In general, the legal regulations and institutional set-up with respect to forest fire protection in Serbia are at a satisfactory level, but there is still room for improvement.
Early warning system
The Emergency Management Sector of the Ministry of the Interior of Serbia has compiled a risk map of natural disasters in the country. Since 2008, the State Hydrometeorological Service of Serbia (RHMS) has forecast the risk of forest fires using the Canadian Fire Weather Index method. The RHMS also has a unique hydrometeorological early warning system, integrated into the National Protection and Rescue System, as well as European and global hydrometeorological systems and programmes, which provides timely and accurate information, forecasts and warnings. However, there is still a need for an early warning system for forest fires. This could be designed on the model of the European Forest Fire Information System (EFFIS) or the Macedonian Forest Fire Information System (MKFFIS). This kind of early warning system would serve as a basic tool for use by all institutions and organisations involved in forest fire protection in Serbia for planning and creating their activities and resources.
Special vehicles and equipment
Although all institutions involved in forest fire protection have certain resources in the form of special vehicles and equipment, they are not sufficient. Most of the vehicles are obsolete, and the newly procured vehicles are almost all designed for urban fires. Other forest fire suppression equipment (hand tools, water supply systems, personal protective equipment etc.) is either obsolete or lacking.
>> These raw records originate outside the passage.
PR #142, opened 2026-02-07
Another round style and label adjustments

pet-zh:
This is another step closer to the official layout.

It adjusts colors, spacings, texts and layout.

In addition, it moves OpenSteuerAuszug link to the footer.

### DIFF
--- a/src/opensteuerauszug/render/render.py
+++ b/src/opensteuerauszug/render/render.py
@@ -265,7 +265,7 @@ def create_client_info_table(tax_statement: TaxStatement, styles, box_width: flo
                            Paragraph(f"<b>{escape_html_for_paragraph(client_info['period'])}</b>", info_style)])
     
     if 'created' in client_info:
-        table_data.append([Paragraph("Erstellt am", info_style),
+        table_data.append([Paragraph("Daten von", info_style),
                            Paragraph(escape_html_for_paragraph(client_info['created']), info_style)])
 
     if 'canton' in client_info:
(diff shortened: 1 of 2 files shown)


src/opensteuerauszug/render/render.py
```diff
@@ -312,20 +320,14 @@ def draw_page_header(canvas, doc, is_barcode_page: bool = False):
         if institution_name:
```
vroonhof, line 320: I prefer to keep some indication of Opensteuerauszug close to the institution name. I think the gray line at the bottom is not sufficient.  I though quite long whether to even put the institution there as it isn't published by them. I think we can keep the URL at the bottom to make it look less uggly

src/opensteuerauszug/render/render.py
```diff
@@ -253,25 +253,33 @@ def create_client_info_table(tax_statement: TaxStatement, styles, box_width: flo
...
+
     if 'period' in client_info:
-        table_data.append([Paragraph(f"Periode: <b>{escape_html_for_paragraph(client_info['period'])}</b>", info_style)])
+        table_data.append([Paragraph("Periode", info_style),
+                           Paragraph(f"<b>{escape_html_for_paragraph(client_info['period'])}</b>", info_style)])
     
     if 'created' in client_info:
-        table_data.append([Paragraph(f"Daten von: {escape_html_for_paragraph(client_info['created'])}", info_style)])
-    
+        table_data.append([Paragraph("Erstellt am", info_style),
```
vroonhof: this was another intentional deviation from the official layout. I want our date to be the one the original export from the broker happened.

vroonhof (changes requested):

vroonhof (approved):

Serbia has specially trained and equipped wildfire firefighters, and the National Training Centre for Emergency Management is responsible for their training. However, they are not sufficient, taking into consideration the fact that the forestry sector (public enterprises, national parks etc.) is responsible for forest fire protection, including fire suppression. The forestry sector is obliged to organise the initial response and to participate in fire suppression. The personnel need appropriate training for forest fire suppression.
Revision and improvement of forest fire protection plansAlthough such plans exist, some are not of suitable quality. Their content is more formal than operational. The plans need to be more accurate in terms of prescribed measures and duties in accordance with the competences of the institutions. All plans must be harmonised in terms of content, quality and prescribed measures and activities.